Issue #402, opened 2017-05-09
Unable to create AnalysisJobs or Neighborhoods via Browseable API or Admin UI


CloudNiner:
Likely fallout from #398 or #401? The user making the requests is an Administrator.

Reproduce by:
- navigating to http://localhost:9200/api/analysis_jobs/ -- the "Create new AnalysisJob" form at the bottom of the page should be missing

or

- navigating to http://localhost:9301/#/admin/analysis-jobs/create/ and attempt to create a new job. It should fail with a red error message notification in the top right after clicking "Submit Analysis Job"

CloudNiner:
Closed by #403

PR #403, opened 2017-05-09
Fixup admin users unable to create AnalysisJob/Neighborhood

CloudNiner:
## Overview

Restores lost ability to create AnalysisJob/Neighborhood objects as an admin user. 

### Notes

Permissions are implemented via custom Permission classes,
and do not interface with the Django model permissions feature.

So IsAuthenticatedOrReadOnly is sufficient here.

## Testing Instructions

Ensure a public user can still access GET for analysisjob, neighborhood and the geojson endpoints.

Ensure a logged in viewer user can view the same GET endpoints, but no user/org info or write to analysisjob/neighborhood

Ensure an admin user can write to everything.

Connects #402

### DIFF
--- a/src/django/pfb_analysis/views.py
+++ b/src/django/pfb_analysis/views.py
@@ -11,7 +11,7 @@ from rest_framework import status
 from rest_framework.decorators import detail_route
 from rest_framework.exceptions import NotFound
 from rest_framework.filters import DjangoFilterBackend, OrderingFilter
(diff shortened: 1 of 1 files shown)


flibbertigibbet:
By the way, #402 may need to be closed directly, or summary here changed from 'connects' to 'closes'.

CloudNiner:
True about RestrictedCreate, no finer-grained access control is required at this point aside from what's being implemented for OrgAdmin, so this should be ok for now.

* **YOUR ASSIGNMENT**: Exactly and in full, write out the lines from the one containing "and do not interface" through the end of the listing.

* **ANSWER AREA**:
and do not interface with the Django model permissions feature.

So IsAuthenticatedOrReadOnly is sufficient here.

## Testing Instructions

Ensure a public user can still access GET for analysisjob, neighborhood and the geojson endpoints.

Ensure a logged in viewer user can view the same GET endpoints, but no user/org info or write to analysisjob/neighborhood

Ensure an admin user can write to everything.

Connects #402

### DIFF
--- a/src/django/pfb_analysis/views.py
+++ b/src/django/pfb_analysis/views.py
@@ -11,7 +11,7 @@ from rest_framework import status
 from rest_framework.decorators import detail_route
 from rest_framework.exceptions import NotFound
 from rest_framework.filters import DjangoFilterBackend, OrderingFilter
(diff shortened: 1 of 1 files shown)


flibbertigibbet:
By the way, #402 may need to be closed directly, or summary here changed from 'connects' to 'closes'.

CloudNiner:
True about RestrictedCreate, no finer-grained access control is required at this point aside from what's being implemented for OrgAdmin, so this should be ok for now.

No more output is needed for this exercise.